Home | Connectors | Prodigy | Prodigy - Google Cloud Storage Integration and Automation
Data flow: Google Cloud Storage to Prodigy
Teams store large image, text, audio, or document datasets in Google Cloud Storage and connect Prodigy directly to those buckets for labeling. This gives data scientists a single source of truth for raw training data while allowing annotators to work from a scalable cloud repository instead of local files.
Business value: Reduces manual file handling, improves dataset governance, and speeds up project kickoff for AI teams working across multiple business units.
Data flow: Prodigy to Google Cloud Storage
As Prodigy identifies the most informative samples for labeling, the selected records and annotation outputs can be written back to Google Cloud Storage for persistence and downstream processing. This supports repeatable training cycles and makes it easier to share labeled subsets with model training pipelines.
Business value: Improves model iteration speed, preserves annotation history, and enables consistent handoff from labeling to ML training teams.
Data flow: Bi-directional
Raw datasets, labeled exports, and revised annotation sets can be stored in separate Google Cloud Storage paths or buckets by project, version, or release date. Prodigy can pull the latest dataset version for annotation, then push completed labels back to a controlled storage location for audit and retraining.
Business value: Supports traceability, compliance, and reproducible model development, especially in regulated industries such as healthcare, finance, and insurance.
Data flow: Google Cloud Storage to Prodigy to Google Cloud Storage
Organizations with large image libraries, such as manufacturing inspection photos, retail product images, or satellite imagery, can store the source images in Google Cloud Storage and use Prodigy to label bounding boxes, classifications, or segmentation masks. Completed annotations are then exported back to cloud storage for model training and validation.
Business value: Enables scalable visual AI programs without duplicating large media files across local environments, reducing storage overhead and operational friction.
Data flow: Google Cloud Storage to Prodigy to Google Cloud Storage
Business teams can place customer emails, support tickets, contracts, chat logs, or policy documents in Google Cloud Storage and route them into Prodigy for entity tagging, classification, or intent labeling. Once annotated, the labeled text can be exported back to cloud storage for use in NLP model training pipelines.
Business value: Accelerates development of search, classification, and automation models while keeping sensitive text assets in governed cloud storage.

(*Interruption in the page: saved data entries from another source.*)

Issue #1252, opened 2017-09-16
Automatically clean up `tmp` folder


alexcrichton:
I just realized I have a 10GB `.rustup/tmp` folder on my system full of temporary files...

alexcrichton:
Same for `.rustup/downloads`, it was 1GB large!

senden9:
I use rustup since a few months and my tmp folder is quite small with 4KB.
```
$ du --summarize --human .rustup/* 
4.0K	.rustup/downloads
4.0K	.rustup/settings.toml
188K	.rustup/tmp
1.3G	.rustup/toolchains
12K	.rustup/update-hashes
```
Maybe a bug? Maybe rustup crashed & did not clean up after the next run?

bgianfo:
Just hit this today, my temp folder was 100's of MB, and my downloads folder was in 1-2 GB range...

kinnison:
The `tmp` folder should be cleanable up with a bit of a tweak.  the `downloads` folder we have a PR in the works for.  I'll actually ask if they can add the `tmp` dir to that too, since it is just as good a location to deal with the cleanups.

PR #2046, opened 2019-10-09
Delete content of downloads dir of user home in update subcommand

### LINKED ISSUE #2038: Feature Request: Clean up download dir (partials etc) after successful full update run.
**Edited by @kinnison to reflect decision later in thread**

It'd be good to have the downloads directory cleaned up if a full `update` (i.e. not a single-toolchain update) is completed.  That way any partial files etc lying around from failed updates will get cleaned up when we're in a position to believe that all is well and they wouldn't be reused.

I'm prepared to mentor someone in doing this, and suggest you talk to me on Discord about it.

---
Original from @timw4mail

After a while of use, the toolchains and downloads take up a decent amount of disk space. 

Add a cleanup command, which would remove old downloads and toolchains, perhaps keeping just the most recent on each update channel.

BeniCheni:
Resolves #2038.

P.S.: can use some mentoring from review comments to:
- polish code pattern
- improve test to actually download a binary, run `update`and assert the deleted content of `downloads` folder of user home.

I'll keep thinking, and will push edit(s), if I could figure out a better test. But thought that I'd start the PR to collect some feedback.

### DIFF
--- a/src/cli/rustup_mode.rs
+++ b/src/cli/rustup_mode.rs
@@ -812,6 +812,9 @@ fn update(cfg: &Cfg, m: &ArgMatches<'_>) -> Result<()> {
         }
     } else {
         common::update_all_channels(cfg, self_update, m.is_present("force"))?;
+        info!("cleaning up downloads & tmp directories");
+        utils::delete_dir_contents(&cfg.download_dir);
+        cfg.temp_cfg.clean();
     }
 
     Ok(())
--- a/src/utils/utils.rs
+++ b/src/utils/utils.rs
@@ -587,6 +587,22 @@ where
     })
 }
 
+pub fn delete_dir_contents(dir_path: &Path) {
+    let dir_contents = fs::read_dir(dir_path);
+    if let Ok(contents) = dir_contents {
+        for entry in contents {
+            if let Ok(entry) = entry {
+                let path = entry.path();
+                if path.is_dir() {
+                    remove_dir_all::remove_dir_all(path).expect("Failed to remove a dir");
+                } else {
+                    fs::remove_file(path).expect("Failed to remove a file");
+                }
+            };
+        }
+    };
+}
+
 pub struct FileReaderWithProgress<'a> {
     fh: std::io::BufReader<std::fs::File>,
     notify_handler: &'a dyn Fn(Notification<'_>),
--- a/src/dist/temp.rs
+++ b/src/dist/temp.rs
@@ -1,4 +1,5 @@
 use crate::utils::raw;
+use crate::utils::utils;
 use std::error;
 use std::fmt::{self, Display};
 use std::fs;
@@ -195,6 +196,10 @@ impl Cfg {
                 });
             }
         }
+    }
+
+    pub fn clean(&self) {
+        utils::delete_dir_contents(&self.root_directory);
     }
 }
 
--- a/tests/cli-rustup.rs
+++ b/tests/cli-rustup.rs
@@ -59,6 +59,7 @@ info: installing component 'cargo'
 info: installing component 'rust-docs'
 info: installing component 'rust-std'
 info: installing component 'rustc'
+info: cleaning up downloads & tmp directories
 "
             ),
         );
@@ -98,6 +99,7 @@ info: installing component 'cargo'
 info: installing component 'rust-docs'
 info: installing component 'rust-std'
 info: installing component 'rustc'
+info: cleaning up downloads & tmp directories
 "
             ),
         );
@@ -120,6 +122,7 @@ fn rustup_stable_no_change() {
             ),
             for_host!(
                 r"info: syncing channel updates for 'stable-{0}'
+info: cleaning up downloads & tmp directories
 "
             ),
         );
@@ -188,6 +191,7 @@ info: installing component 'cargo'
 info: installing component 'rust-docs'
 info: installing component 'rust-std'
 info: installing component 'rustc'
+info: cleaning up downloads & tmp directories
 "
             ),
         );
@@ -244,6 +248,7 @@ info: installing component 'cargo'
 info: installing component 'rust-docs'
 info: installing component 'rust-std'
 info: installing component 'rustc'
+info: cleaning up downloads & tmp directories
 "
             ),
         );
@@ -260,6 +265,7 @@ fn rustup_no_channels() {
             &["rustup", "update", "--no-self-update"],
             r"",
             r"info: no updatable toolchains installed
+info: cleaning up downloads & tmp directories
 ",
         );
     })


BeniCheni:
Note: ah, acknowledge that there's issue w. the tests failing CI. Will fix in a bit.

src/cli/rustup_mode.rs
```diff
@@ -808,9 +811,43 @@ fn update(cfg: &Cfg, m: &ArgMatches<'_>) -> Result<()> {
...
     Ok(())
 }
 
+fn delete_downloads_dir_contents() {
+    match dirs::home_dir() {
+        Some(path) => match path.to_str() {
+            Some(home_dir) => {
+                let mut downloads_dir_path = "".to_string();
+                downloads_dir_path.push_str(&home_dir);
+                downloads_dir_path.push_str(&"/.rustup/downloads".to_string());
```
timw4mail: Couldn't this just be `downloads_dir_path.push_str("/.rustup/downloads");` ?

timw4mail: OR, even simpler: 
`let downloads_dir_path = format!("{}/.rustup/downloads", home_dir);`

BeniCheni:
> OR, even simpler ...

@timw4mail, good 👁. `format!` is definitely more elegant. Updated.

src/cli/rustup_mode.rs
```diff
@@ -12,12 +12,15 @@ use rustup::utils::utils::{self, ExitCode};
 use rustup::{command, Cfg, Toolchain};
 use std::error::Error;
 use std::fmt;
+use std::fs::{self};
```
kinnison: This can simply be `use std::fs`

src/cli/rustup_mode.rs
```diff
@@ -12,12 +12,15 @@ use rustup::utils::utils::{self, ExitCode};
...
 use std::io::Write;
 use std::iter;
 use std::path::{Path, PathBuf};
 use std::process::{self, Command};
 use std::str::FromStr;
 
+extern crate dirs;
```
kinnison: Rustup is in the 2018 edition and so `extern crate` is unnecessary.

src/cli/rustup_mode.rs
```diff
@@ -808,9 +811,41 @@ fn update(cfg: &Cfg, m: &ArgMatches<'_>) -> Result<()> {
         common::update_all_channels(cfg, self_update, m.is_present("force"))?;
     }
 
+    delete_downloads_dir_contents();
```
kinnison: This is not where I suggested this should go.  I explicitly suggested it only be done at the end of a successful *full* update.

src/cli/rustup_mode.rs
```diff
@@ -808,9 +811,41 @@ fn update(cfg: &Cfg, m: &ArgMatches<'_>) -> Result<()> {
...
+
     Ok(())
 }
 
+fn delete_downloads_dir_contents() {
+    match dirs::home_dir() {
+        Some(path) => match path.to_str() {
+            Some(home_dir) => {
+                let downloads_dir_path = format!("{}/.rustup/downloads", home_dir);
```
kinnison: Paths are managed differently in Rustup because we have some environment variable overrides possible.  The `Cfg` instance which is passed to the `update()` function has a `download_dir` member which you can use.

src/cli/rustup_mode.rs
```diff
@@ -808,9 +811,41 @@ fn update(cfg: &Cfg, m: &ArgMatches<'_>) -> Result<()> {
...
+                delete_downloads_content(downloads_dir_path);
+            }
+            None => warn!("Unable to parse home directory"),
+        },
+        None => warn!("Unable to get home directory"),
+    }
+}
+
+fn delete_downloads_content(downloads_dir_path: String) {
```
kinnison: This `String` really should be a `&Path`

tests/cli-misc.rs
```diff
@@ -905,3 +905,14 @@ fn which() {
         );
     });
 }
+
+#[test]
+fn delete_downloads_dir_contents_by_update() {
```
kinnison: This test case should explicitly *NOT* clean up the downloads directory because there might be partials for updating a different toolchain which it would be bad to lose access to.

kinnison (changes requested):
Thank you for trying to solve this particular issue.  However there are a couple of fundamental things which need changing.

One is that you need to properly manage the download path by means of the `Cfg` instance which exists already, and not keep casting paths into strings.  `String` guarantees utf8 correctness, but UNIX paths are *NOT* guaranteed to be valid UTF8, hence Rust has `Pathbuf` and `Path`.

The second is that I *really* don't want to see the downloads dir cleaned up *unless* the user has just completed a *full* `rustup update` because that's the only time where we can be sure that the partials are no longer needed.

There is a call to `common::update_all_channels()` in `update()` in `rustup_mode.rs` which is where you should be adding your call to delete the downloads contents.  i.e. in `update()` *after* `common::update_all_channels()`.

If you want additional help with making these changes, just let me know.

Thanks again,

D.

kinnison:
It may also make sense to solve #1252 at the same time, by adding support for cleaning up the content of the temp directory in `dist/temp.rs`'s `impl Cfg`.  Perhaps you could split your cleanup function into `utils/utils.rs` and then use it from `update()` to clean up `cfg.download_dir` and add `cfg.temp_cfg.clean()` to ask `dist::temp::Cfg` to clean up too?  If that's too much for you then just ignore this suggestion and I'll add it once your PR is mergeable.

src/cli/rustup_mode.rs
```diff
@@ -808,9 +811,41 @@ fn update(cfg: &Cfg, m: &ArgMatches<'_>) -> Result<()> {
         common::update_all_channels(cfg, self_update, m.is_present("force"))?;
     }
 
+    delete_downloads_dir_contents();
+
     Ok(())
 }
 
+fn delete_downloads_dir_contents() {
+    match dirs::home_dir() {
```
tesuji:
```suggestion
    match home::home_dir() {
```

Cargo.toml
```diff
@@ -24,6 +24,7 @@ no-self-update = []
 [dependencies]
 chrono = "0.4"
 clap = "2"
+dirs = "2.0.2"
```
tesuji:
```suggestion
```

src/cli/rustup_mode.rs
tesuji:
```suggestion
```

src/cli/rustup_mode.rs
```diff
@@ -808,9 +811,41 @@ fn update(cfg: &Cfg, m: &ArgMatches<'_>) -> Result<()> {
...
+
+fn delete_downloads_content(downloads_dir_path: String) {
+    info!("cleaning up downloads directory");
+    let downloads_dir = fs::read_dir(&downloads_dir_path);
+    if let Ok(dir) = downloads_dir {
+        for entry in dir {
+            if let Ok(entry) = entry {
+                let path = entry.path();
+                if path.is_dir() {
+                    fs::remove_dir_all(path).expect("Failed to remove a dir");
```
tesuji:
```suggestion
                    remove_dir_all::remove_dir_all(path).expect("Failed to remove a dir");
```

src/utils/utils.rs
```diff
@@ -587,6 +587,22 @@ where
...
 }
 
+pub fn delete_dir_contents(dir_path: &Path) {
+    let downloads_dir = fs::read_dir(&dir_path);
+    if let Ok(dir) = downloads_dir {
+        for entry in dir {
+            if let Ok(entry) = entry {
+                let path = entry.path();
+                if path.is_dir() {
+                    fs::remove_dir_all(path).expect("Failed to remove a dir");
```
tesuji: You lost it in a rebase?
```suggestion
                    remove_dir_all::remove_dir_all(path).expect("Failed to remove a dir");
```

BeniCheni:
> Perhaps you could split your cleanup function into utils/utils.rs and then use it from update() to clean up cfg.download_dir and add cfg.temp_cfg.clean() to ask dist::temp::Cfg to clean up too?

@kinnison, thanks for the insightful comments. Last commit attempted to follow the suggestion, hopefully, make the calls to clean up "downloads/" and "tmp/" dirs at the right place where after a full rustup update.

PTAL at convenience? Will promptly edit under guidance, if this version still is calling the cleanup functions at the right place.

BeniCheni:
Note: not sure why travis would fail [one of the steps in current CI instance](https://travis-ci.com/rust-lang/rustup.rs/jobs/245928151#L183) w. "The command "docker run ..." 🤔 

```
See 'docker run --help'.
The command "docker run \
  --volume "$TRAVIS_BUILD_DIR":/checkout:ro \
  --workdir /checkout \
  --rm \
  -it \
  centos:6 \
  sh ./ci/raw_init.sh;
" exited with 125.
0.55s$ shellcheck -s dash -- rustup-init.sh;
```

src/utils/utils.rs
```diff
@@ -587,6 +587,22 @@ where
     })
 }
 
+pub fn delete_dir_contents(dir_path: &Path) {
+    let downloads_dir = fs::read_dir(&dir_path);
```
kinnison: It's not necessarily a downloads_dir at this point, so perhaps just call this `dir_contents` ?

kinnison (changes requested):
The change looks good, but I don't understand why there's a `Cargo.lock` change here since you don't touch `Cargo.toml` -- could you please remove that from the diff, and rename the variable as per my comment, then I think we're almost good to merge.

BeniCheni:
> but I don't understand why there's a Cargo.lock change here

Reverted the overlook of Cargo.lock file in the PR.

> just call this `dir_contents`?

Sounds great. Last commit renamed to `dir_contents`. Thanks, @kinnison

src/utils/utils.rs
```diff
@@ -587,6 +587,22 @@ where
     })
 }
 
+pub fn delete_dir_contents(dir_path: &Path) {
+    let dir_contents = fs::read_dir(&dir_path);
```
kinnison: I've just spotted that you have an unnecessary borrow here.  `dir_path` is already a `&Path` so you are creating a `&&Path` which the compiler is then automatically dereffing.

```suggestion
    let dir_contents = fs::read_dir(dir_path);
```

kinnison (commented):
One little tweak, but I can do that on merge if you don't want to.

BeniCheni:
> One little tweak, but I can do that on merge if you don't want to.

@kinnison, pushed another update for another tweak. Thanks for catching the unnecessary borrow. 👍

kinnison (approved):

PR #2050, opened 2019-10-12
self_update: Ensure profile set on self-update

### LINKED ISSUE #2045: upgrading from non-profiles rustup to profiles rustup should auto-add profile= in settings.toml just like first time install does

if `rustup update` will pull a `rustup` which now has [profiles](https://github.com/rust-lang/rustup.rs/pull/1673) support, the `profile=` key/value in `~/.rustup/settings.toml` will not be added(presumably, I haven't [actually](https://github.com/rust-lang/rustup.rs/pull/1673#issuecomment-539541258) tested xD).

I dno.

**Notes**

A side effect of not having `profile=` set in `settings.toml` is that you can't install any specific nightly version, as seen [here](https://github.com/rust-lang/rustup.rs/pull/1673#issuecomment-539463239)

Workaround is running `rustup set profile` or `rustup set profile minimal`, the former sets `profile = default` in `~/.rustup/settings.toml` and the latter sets `profile = minimal` which seems to match the non-profiles version of `rustup` that just got upgraded.

Also note that any/all comments in `settings.toml` are removed by running `rustup set profile`, or more specifically [this code](https://github.com/rust-lang/rustup.rs/pull/1673/files#diff-6d8a5e2104954a026de2bfe2b936aea4R128-R138)

kinnison:
Fixes: #2045

This ought to resolve the issue by forcing a profile on self-update.  This is sub-optimal long-term but until I've satisfied myself that the potential use-cases for a config with no profile set are no longer relevant I refuse to force `Cfg::get_profile()` to always return a profile.

### DIFF
--- a/src/cli/self_update.rs
+++ b/src/cli/self_update.rs
@@ -1582,6 +1582,23 @@ pub fn run_update(setup_path: &Path) -> Result<()> {
     process::exit(0);
 }
 
+/// Ensure that the configuration is good after a self-update
+///
+/// Currently the only thing we do is ensure that a profile is set
+/// since that could mess things up otherwise, and we don't really
+/// want to do a full metadata update for that.  There are potentially
+/// legitimate reasons for a user to unset profile though so we only
+/// set it on updates rather than simply ensuring we always have a
+/// profile set in `Cfg::get_profile()`
+fn ensure_config_good() -> Result<()> {
+    let cfg = common::set_globals(false, true)?;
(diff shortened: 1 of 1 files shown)


kinnison:
If we merge this, I should file an issue to think about if `Cfg::get_profile()` could be forced to always return `Profile::default()` if one isn't in the config.

kinnison:
@howaboutsynergy How does this look to you?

Data flow: Google Cloud Storage to Prodigy to Google Cloud Storage
Data engineering teams can stage model-generated predictions or uncertain samples in Google Cloud Storage, then send them to Prodigy for human review and correction. The corrected labels are stored back in cloud storage and used to improve model accuracy over time.
Business value: Creates a controlled review process that improves label quality, reduces model drift, and helps domain experts validate edge cases efficiently.
Data flow: Prodigy to Google Cloud Storage
After annotation is complete, Prodigy exports structured label files to Google Cloud Storage where they can be consumed by training jobs, feature engineering workflows, or model evaluation pipelines running in Google Cloud. This makes it easier for ML engineers to automate retraining without manual file transfers.
Business value: Streamlines the path from labeled data to production-ready models and reduces delays between annotation and deployment.
Data flow: Bi-directional
Google Cloud Storage can serve as the shared repository for raw inputs, labeled outputs, and review artifacts, while Prodigy provides the annotation workspace for data scientists and subject matter experts. Different teams can access the same governed storage locations for handoff, review, and reuse of datasets across projects.
Business value: Improves collaboration between AI teams, business analysts, and operations teams, while reducing duplication and ensuring everyone works from the same approved data assets.